Подобная раскадровка грядущего дня, с радостным тарахтением в груди, с какой-то патологической бодростью во всём теле, редко да метко будет накрывать меня ночами, лишая сна. Без видимых на то причин. Вроде устал и хочешь спать, ложишься в постель, вплываешь уже в сон, и вдруг накатывает волна радости, да какая там волна, целое цунами радости обрушивается – и понеслась!
Но радость эта и не радость вовсе, а её аналог, симулякр, витрина, пластиковая копия. Это возбуждённое трепыхание в грудной клетке лишено той заботливой мягкости, округлости, того эфирного тепла, которые сопровождают весь спектр светлых человеческих чувств – от облачка лёгкой грусти до пламени жертвенной любви.

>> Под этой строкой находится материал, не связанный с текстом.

PR #4761, opened 2020-10-12
NAS-107876 / 12.0 / Nas 107876 12

dkmullen:
When geli-locked pool fails to decrypt, the lock turns red and a message appears.
 Create a test case with:
midclt call datastore.update storage.volume 5 '{"vol_encrypt": 1}'
(5 being the vol number)

The yellow lock is for a pw-protected pool. The red lock is a geli-encrypted pool that failed to decrypt.

Screenshot from 2020-10-12 12-32-23


lola27 (approved):
LGTM

PR #4767, opened 2020-10-14
NAS-107889 / 12.0 / Nas 107889

dkmullen:
Prevent row resize and auto sort for entity table when handleData is called outside of page load


erinix (approved):

erinix:
backport

PR #4768, opened 2020-10-15
NAS-107951 / 12.0 / NAS-107951 Make room for all menu items

dkmullen:
Allows room for all 22 possible menu items under System, although 21 is probably the max need under current restrictions. Seems to have no ill effect on shorter lists. Should not be an issue with the new menu on SCALE

ALSO: Removes 2FA from the menu if the product type is enterprise


lola27 (approved):
LGTM

PR #4775, opened 2020-10-19
NAS-107988 / 20.10 / NAS-107988 reset users/groups when table refreshes

dkmullen:
Resets user/group lists when when the slide-in menu closes and refreshes the table. This isn't an issue for previous versions because the form navigated to the table causing a complete page reload.


lola27 (approved):
LGTM

PR #4778, opened 2020-10-21
NAS-107706 / 20.12 / NAS-107706

dszidi:
- Add page title component
- Add global actions
- Storage/Pools is now just Storage
- Reporting uses pagetitle and global actions
- Entity-table now uses pagetitle and global actions


dkmullen (changes requested):
Looks like the row references for 'Create Snapshot' in volumes-list.component need to be changed from row.id to rowData.id for snapshots to work.

dkmullen (approved):
lgtm

PR #4786, opened 2020-10-26
NAS-107864 / 20.12 / Nas 107864 scale

dkmullen:
Adds gMail oauth as a way to authenticate from the email component. User can switch to smtp and back. Depends on mw PR https://github.com/freenas/freenas/pull/5919 merged Oct 26


dkmullen:
Will backport the 12.0 PR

Проносятся табуном мысли, образы, воспоминания, предположения, яркие клипы по причудливым сценариям; из неведомых щелей подсознания лезут целые страницы текста, едва успеваешь запоминать понравившиеся кусочки.
В школьные годы и в студенчестве этот незваный бодряк веселил меня: бессонная ночь никак не сказывалась на продуктивности дня и самочувствии. Годы спустя ночной дофаминовый приход стал подбешивать, особенно накануне тяжёлого трудового дня. После прочтения эссе философа Ильина о бессоннице («Книга раздумий и тихих созерцаний») стал много спокойнее относиться к ней: стараюсь не злиться, не считаю часы до будильника, не заставляю себя уснуть (самое бесполезное занятие, но прибегал и к этой никчёмной методе). Сейчас, если непрошенная гостья и навещает ночами, то неспешно встаю, выпиваю стакан воды или молока, читаю. Спустя пару часов энергия бодряка иссякает, и если начинает клонить в сон, то ложусь и досыпаю остаток времени.
Сон, конечно, вор жизни, но вор парадоксальный: после того как хорошенько тебя обкрадёт, сразу становится легче и радостнее жить.
Недавно открыл наконец купальный сезон в Токсово и чудесно поплавал, не посмотрев перед этим прогноз погоды. Когда пошел дождь, даже успел пожарить шашлык. Под дождем. С банкой пивка в руке. Давно не чувствовал себя таким идиотом.
А потом пришлось резко сниматься, потому что дождь усилился и превратился в настоящий ливень, гремел гром, сверкали молнии, и нам с товарищами пришлось идти полчаса до станции, преодолевая стихию; и, в общем-то, действительно было что преодолевать.
Давно не попадал прямо в эпицентр грозы, чтобы гром оглушал, чтобы бьющие где-то совсем рядом молнии ослепляли, а дождь лил как из ведра в самом прямом смысле. Электричку отменили. Добираться пришлось на маршрутке до Девяткино. Никогда я так не рад был увидеть Девяткино. До этого был там два раза, и то один раз – потому что уснул пьяный в метро.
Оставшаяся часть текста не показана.